Shopping center design to deter shoplifters
Specially designed shopping centres geared at encouraging shoplifters to think twice before they commit a crime are the way forward, according to researchers at Lancaster University.
Researchers Dhruv Sharma and Myles Kilgallon Scott from Lancaster University's Highwire Centre for Doctoral Training are calling for changes that will encourage customers to get involved with 'natural surveillance' to put shoplifters firmly in the spotlight.
The team want to see environments which will push people in the right direction not to commit a shoplifting offence rather than sending them to prison, or other punishments, after the act.
"When you go to a shopping mall it's not just a building containing shops," says Dhruv. "It's strategically planned and laid out so we walk in a preferred direction and goods are placed in certain ways and locations presenting visual cues to buy.
"So why can't similar thinking be applied to target potential criminals without them realising that they are being targeted to actually prevent them from committing the act of shoplifting?"

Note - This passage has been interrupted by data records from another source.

Issue #814, opened 2026-06-14
Advanced sweeps: multi-profile sweep and guided sweep (auxiliary spine) not implemented


andymai:
## Summary

Two sweep variants that occt-wasm supports are missing in brepkit. Both are gated off in brepjs's parity gate (`tests/helpers/kernelDivergences.ts`).

### 1. Multi-profile sweep
- Divergence key (whole suite): `multiSweepFns`.
- Sweeping a pipe through **multiple section profiles** along a spine (lofted sweep, OCCT `BRepOffsetAPI_MakePipeShell` with several `Add(profile)` sections). brepkit supports single-profile sweep only.

### 2. Guided sweep (auxiliary spine)
- Divergence key (whole suite): `guidedSweepFns`.
- Sweep driven by an **auxiliary spine** that controls profile orientation/scaling along the path (OCCT `SetMode(auxiliarySpine, ...)`).

## Acceptance

- A pipe swept through 2+ distinct profiles produces a solid interpolating between them, matching occt-wasm bounds/volume within tolerance.
- A guided sweep with an auxiliary spine orients/scales the profile per the spine, matching occt-wasm.

## Context

Found while validating the brepkit-wasm 2.104.1 bump in brepjs (andymai/brepjs#1372). occt-wasm is the reference implementation.

andymai:
Audited against current `main`. Unlike #815/#816, **both #814 items are genuine gaps** — but it's worth recording the substantial sweep surface that *does* exist, since these build on it.

## Existing sweep capability (single-profile)
- `sweep` (profile along a path), `sweepSmooth`, `sweepAlongEdges`, `pipe`, `helicalSweep`
- `sweepWithOptions(profile, …)` — single profile with **scaling along the path** (`scale_values`) and contact/orientation modes (`rmf` / `fixed` / `constantNormal:x,y,z`)

So path-following, twist, scale, and frame control exist — but always for **one** profile section.

## Genuine gaps

### Multi-profile sweep (`multiSweepFns`)
No path accepts **multiple section profiles** to interpolate between along a single spine (the `MakePipeShell` + multiple `Add(section)` model). Closest primitives: `sweepWithOptions` (one profile, scaled) and `loft` (multiple profiles but **no spine path** — straight interpolation). Neither covers a multi-section *swept* solid. Real feature.

### Guided sweep / auxiliary spine (`guidedSweepFns`)
[...]

PR #825, opened 2026-06-15
feat(sweep): native multi-section sweep with RMF frame transport (#814)

andymai:
## Summary

Implements **multi-profile sweep** (#814, the `multiSweepFns` gap): sweep through multiple section profiles along a spine, interpolating between them — the lofted-pipe workflow.

### Context from the audit

brepjs already *composes* this in JS — `multiSectionSweep` = position each profile along the spine (`positionOnCurve`) + `loft`, both of which reduce to existing brepkit primitives (`transformWire`, `loftWithOptions`). So the basic case works today. **But** that JS `positionOnCurve` uses a single swing-rotation with no rotation-minimizing frame, so it **twists profiles on curved spines** (the tests only exercise line spines).

This PR adds a **first-class native operation** that's more robust and a single call.

### Approach

`operations::sweep::multi_section_sweep(spine, sections, ruled)`:
- Places each planar profile at its spine parameter using the sweep engine's existing **rotation-minimizing frame** (`compute_frames`, double-reflection) — twist-free on curved paths.
- The placement maps the profile's centroid → spine point, normal → tangent, and plane → the frame's right/up (a rigid `Mat4` via `copy_face` + `transform_face`).
- Lofts the placed profiles — `loft` (ruled) or `loft_smooth`.

Exposed as the `multiSectionSweep` WASM binding (spine as raw NURBS data, parallel `face_handles`/`params` arrays, `ruled` flag), mirroring the existing `sweep` binding's shape.

### Why native vs. leaving it to JS composition

- **RMF** — profiles stay perpendicular and twist-free on curved spines; the JS swing-rotation does not.
- One kernel call instead of N positioning calls + a loft.
- A foundation for guided sweep (#814's second half).

### Tests

- `multi_section_sweep_line_spine_tapered_volume` — frustum between 10×10 and 6×6 squares; volume strictly between the two prism bounds.
- `multi_section_sweep_curved_spine_positive_volume` — 3 sections on a quarter-circle spine; valid positive volume.
- `multi_section_sweep_rejects_single_section`, `…_rejects_out_of_range_param`.
- WASM contract test: lofts two circles along a line spine → positive volume.

(Validation error paths can't be exercised at the WASM boundary off-wasm because `JsError` can't be constructed there — they're covered at the operations layer.)

Refs #814 (multi-profile half). Guided sweep / auxiliary spine remains the second half.

### DIFF
--- a/crates/operations/src/sweep.rs
+++ b/crates/operations/src/sweep.rs
@@ -5,6 +5,7 @@
 //! point. Uses rotation-minimizing frames (double-reflection method) to avoid
 //! Frenet-frame singularities on straight segments and inflection points.
 
+use brepkit_math::mat::Mat4;
 use brepkit_math::nurbs::curve::NurbsCurve;
 use brepkit_math::nurbs::surface_fitting::interpolate_surface;
 use brepkit_math::tolerance::Tolerance;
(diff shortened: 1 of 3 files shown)


andymai:
Addressed in the latest commit (14a38de):

- **det = −1 reflection (P1):** `profile_to_frame_matrix` now builds a left-handed profile basis (`p_y = p_x × normal`) to match the `(right, up, tangent)` frame, so R is a proper rotation. Added `profile_to_frame_matrix_is_proper_rotation` asserting `det = +1` (fails pre-fix).
- **`multiSectionSweep` missing from `dispatch_op` (P1):** registered in `batch.rs` (spine passed by NURBS edge, matching the `sweep` arm) + a batch contract test.
- **Centroid breaks for single-closed-edge profiles + `f64 == 0.0` (P2 / Copilot):** centroid now comes from the sampled boundary (`face_polygon` + `polygon_centroid`), which is correct for circle profiles and removes the float-equality count check.
- **Sections not ordered (P2):** sections are sorted by parameter before lofting; added `multi_section_sweep_unsorted_params_match_sorted`.
- **Raw / unnormalized plane normal (Copilot):** the normal is normalized before building the basis. The face's `reversed` flag doesn't affect the result — `loft` applies its own CCW profile correction.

So exactly what does a shopping centre of the future look and feel like in their view?
"A store could actually place valuable items in 'interactive spaces' that would encourage other customers to watch people handling the expensive goods," explains Dhruv.
"So, for example, it could be that every time a customer picks up, say, a bottle of perfume they turn into a cartoon character on a big screen or they attract public attention in some other interactive way.

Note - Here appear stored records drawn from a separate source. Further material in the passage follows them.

PR #827, opened 2026-06-15
feat(sweep): guided (two-rail) sweep via auxiliary spine (#814)

andymai:
## Summary

Implements the **guided-sweep / auxiliary-spine** half of #814 (the `guidedSweepFns` gap). A guided sweep orients the profile so its up-vector points toward a *guide curve* at each path parameter — the profile rolls to track the guide rather than holding a fixed or rotation-minimizing orientation.

### Why this is a genuine gap (not stale)

Unlike multi-section sweep (composable from existing primitives), the brepjs adapter's `sweepPipeShell` **silently dropped the `auxiliary` guide** — it only did contact-mode/smooth/simple-pipe fallbacks, so the guide had no effect. This makes the guide actually work.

"For different products you could have different characters, which would encourage children to watch."
Dhruv and Myles's research paper, "Nudge: Don't Judge: Using Nudge Theory to Deter Shoplifters" advocates the creation of environments which will 'push people in the right direction' not to commit a shoplifting offence in the first place rather than the courts sending them to prison, or receiving other punishments, after the act.

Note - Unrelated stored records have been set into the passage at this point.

PR #828, opened 2026-06-15
feat(operations): convex Minkowski sum of two solids (#815)

andymai:
## Summary

Implements **Minkowski sum** (#815, the `minkowskiFns` gap): `make_minkowski_sum(A, B)` = the convex hull of all pairwise vertex sums.

### Context

The approach is the standard convex-Minkowski identity (`A ⊕ B = hull{a + b}`), exact when both inputs are convex — boxes, or a shape with a tessellated sphere as the rolling tool. It was already implicitly validated by brepkit's `convex_hull_minkowski_*` tests; this wraps it into a first-class operation + binding. (brepjs's adapter also routes a *sphere* tool to `offset` — that path already works via `offset_solid`; this covers the general convex case.)

### Tests

- `minkowski_sum_unit_boxes_volume_8` — `[0,1]³ ⊕ [0,1]³ = [0,2]³` (volume 8).
- `minkowski_sum_box10_box2_volume_1728` — `box(10) ⊕ box(2) = box(12)` (volume 1728, matching the brepjs bar).
- WASM `minkowskiSum` direct + batch contract tests.

Refs #815 (Minkowski). Remaining #815 gap: HLR/projection.

### DIFF
--- a/crates/operations/src/primitives.rs
+++ b/crates/operations/src/primitives.rs
@@ -802,6 +802,46 @@ pub fn make_convex_hull(
     Ok(topo.add_solid(solid))
 }
 
+/// Convex Minkowski sum of two solids: `A ⊕ B = { a + b | a ∈ A, b ∈ B }`.
+///
+/// Computed as the convex hull of all pairwise vertex sums, which is exact when
+/// both inputs are convex (e.g. boxes, or a shape with a tessellated sphere as
+/// the rolling tool) and a convex over-approximation otherwise.
+///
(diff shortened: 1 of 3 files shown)


andymai:
Follow-up #832 addresses the review findings (docstring overstated 'exact' → convex *polytopes*; `saturating_mul` capacity hint; `# Errors` widened; test comment no longer assumes box origin). Apologies — this auto-merged before the review was handled.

"We believe the preferred scenario is to save people from going to prison," said Dhruv, an anthropologist and 'professional people watcher', whose research was prompted by a pre-Christmas job in a department store.
"You go to prison for a small crime and you come back a trained criminal. Prison is not a solution. It's a problem in its own right."
The paper, which offers an alternative approach to tackling the problem, draws on three different disciplines – sociology, design and criminology – to construct a theoretical framework of motivation to shoplift.
It examines a number of deterrents including an extensive review of 'design against crime' literature and case studies to explore a new approach to crime prevention.
And it advocates, quite clearly, the further investigation of Thaler and Sunstein's famous 'Nudge Theory', used to form policy in economics and healthcare, which assumes people make some decisions unconsciously, non-rationally and are influenced by contextual cues which means their behaviour can be manipulated.
"We are not suggesting we should make it harder for people to interact with products," adds Dhruv. "Instead, we simply propose 'nudging' people to act as observers, thereby enhancing surveillance."
The Lancaster research team are now calling on the software design community to investigate the Nudge Theory, which has never been used to prevent crime before, and which, they say, could provide an interesting solution.